Valley View has locations in several Western states and boasts an impressive client list that includes the area's top builders and property owners. One of its specialties is cleaning Mormon temples and churches in Arizona, Utah and other states, its website shows.

The 2010 raid and connection to Fort Huachuca sparked numerous fear-mongering headlines about the "infiltration" of one of our nation's premier intelligence centers. No evidence came up that suggested the suspect, one of the company's managers, was guilty of anything other than trying to earn a living. The man was one of five undocumented suspects arrested and subsequently deported.

Since then, Votaw says he's spent "about $300,000" battling the federal government over the company's liability in the case. Part of his deal with the feds includes a prohibition on saying anything disparaging about the negotiations, he says. But it's clear he'd like to do some disparaging.

"This has made us more cynical and hardened people, unfortunately," Votaw says.

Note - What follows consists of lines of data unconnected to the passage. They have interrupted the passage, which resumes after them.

PR #6134, opened 2023-06-29
Attempt to fix cypress race conditions

wlach:
This PR attempts to fix some Cypress race conditions revealed by #5997

(it includes #5997 for the purposes of testing)

## What type of PR is this? 

- [ ] Refactor
- [ ] Feature
- [x] Bug Fix
- [ ] New Alert Destination
- [ ] Other

## How is this tested?

- [x] E2E Tests (Cypress)
- [ ] Manually
- [ ] N/A


justinclift:
Another potential workaround approach for the Cypress failure is (maybe) this: https://github.com/getredash/redash/commit/28e63e3d7661a4533f71e585296ff722adf9668d

I'm not sure *why* that one seemed to work, but it passed the Cypress tests 3 times in a row on a test that was previously failing consistently.  Might have been pure luck, but I'm not sure. :wink:

wlach:
Waiting for the buttons to be enabled fixes two of the tests. It appears that the reordering test is failing because we're using force, but taking it out I get the following error:

```
  1) Dashboard Parameters
       reorders parameters:
     CypressError: Timed out retrying: `cy.trigger()` failed because this element is not visible:

`<div class="drag-handle" data-test="DragHandle-param1"></div>`

This element `<div.drag-handle>` is not visible because it has CSS property: `position: fixed` and it's being covered by another element:

`<div class="sortable-container sortable-container-dragging parameter-container">...</div>`

Fix this problem, or use `{force: true}` to disable error checking.
```

Going to experiment with a short timeout which I think will simulate the latency we used to see.

wlach:
> Another potential workaround approach for the Cypress failure is (maybe) this: [28e63e3](https://github.com/getredash/redash/commit/28e63e3d7661a4533f71e585296ff722adf9668d)
> 
> I'm not sure _why_ that one seemed to work, but it passed the Cypress tests 3 times in a row on a test that was previously failing consistently. Might have been pure luck, but I'm not sure. 😉

Hmm that's quite strange, I would be surprised if that actually changed anything? Definitely relatively new to cypress myself.

justinclift:
Yeah, it didn't make sense to me either.  But it worked.  While it could have been a fluke, it might be worth looking at again just in case it wasn't. :smile:

justinclift:
As a thought, have you installed the Cypress (v5.3.0) GUI and loading the test into that?

If not, it's probably worth trying.  Can be useful for showing up non-obvious problems with a Cypress test. :smile:

wlach:
Giving up for now, I clearly need to understand more about what cypress is doing under the hood.

justinclift:
Ahhh.  Yeah, Cypress can be a real pita. :wink:

With this, the whole "load the GUI, then run the test in the GUI" thing is probably a good idea.

Oh... on the other hand, @gabrieldutra pointed out the other day that our tests are still saving video of each run to the Cypress Cloud.  Let me see if I can find the URL we need to use for accessing it... :smile:

justinclift:
Looking at the error output for the failures, it has this:

```
4 failing

  1) Parameter
       Dropdown Parameter
         supports multi-selection:
     AssertionError: Timed out retrying: expected '<div.ant-table>' to contain '"value1","value2","value3"'
      at Context.eval (http://server:5000/__cypress/tests?p=client/cypress/integration/query/parameter_spec.js:223:44)

  2) Parameter
       Query Based Dropdown Parameter
         based on a query with 3 results
           supports multi-selection:
     AssertionError: Timed out retrying: Expected to find element: `[data-test="TableVisualization"]`, but never found it.
      at Context.eval (http://server:5000/__cypress/tests?p=client/cypress/integration/query/parameter_spec.js:312:46)

  3) Parameter
       Date Parameter
         updates the results after selecting a date:
     AssertionError: Timed out retrying: expected '<div.parameter-apply-button>' to be 'enabled'
      at Context.eval (http://server:5000/__cypress/tests?p=client/cypress/integration/query/parameter_spec.js:350:46)

  4) Parameter
       Draggable
         is possible to rearrange parameters:

      AssertionError: expected '<label>' to have text 'Parameter 4', but the text was 'Parameter 3'
      + expected - actual

      -'Parameter 3'
      +'Parameter 4'
      
      at Context.eval (http://server:5000/__cypress/tests?p=client/cypress/integration/query/parameter_spec.js:569:91)
```

To me, those sound like the element(s) that Cypress is selecting in the tests now is **somehow** different to what is expected.  Loading the failing test in the Cypress GUI should help.

As to "How to load the test in the Cypress GUI"... I'm not yet sure of for Redash.  I'll work that out right now too (and document it), so we can all do it.

It's going to be something along the lines of:

* Use `yarn` to install the Cypress 5.3.0 GUI
* Ensure the test database has been created, and the Docker daemons are running
* Launch the Cypress GUI
* Load the Redash config into Cypress
* Load (and run) the failing group of tests

That's how another project I put time into does things with Cypress, so it'll be something along those lines.  The Cypress Cloud stuff could also be useful as well.

wlach:
It looks like cypress might actually be picking up on a real bug: https://github.com/getredash/redash/pull/5586 🤔

justinclift:
Interesting.  +1 for persistence :grin:

justinclift:
Just rebased this, though I'm not sure this PR is useful any more as the Cypress tests seem to be reasonably reliable over the last day and a bit. :smile:

justinclift:
Ironically, there's a different Cypress test ([embed/share_embed_spec.js](https://github.com/getredash/redash/actions/runs/5562756436/jobs/10161668077)) that's started failing fairly routinely a lot now. :man_shrugging:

The Arizona U.S. Attorney's Office declined comment on the case. Officials with the Maricopa County Sheriff's Office didn't return a message.

Vortaw insists his company did most everything right in its hiring practices, and even used E-Verify. As he sees it, the problem boils down to an order from the feds to fire about 10 percent of his workforce within two weeks. Those were key workers, he explains, and it really hurt Valley View.

The company's solution was to hire the same people back as subcontractors.

"We were like, 'crap,' we need these people," he says. "We did that for about a month and a half" before their lawyer advised them to stop.

Even though the Votaws admitted to the problem up front, the feds "started harassing us with other charges," he says.

"It'll be tough," but the company will survive the forfeiture, he says. They've had to borrow some of the money.

Only the name of the company and Jaime Votaw's name is on the forfeiture paperwork. Joel Votaw says that way, his name shows "totally clean," allowing the company to continue to work on sensitive projects.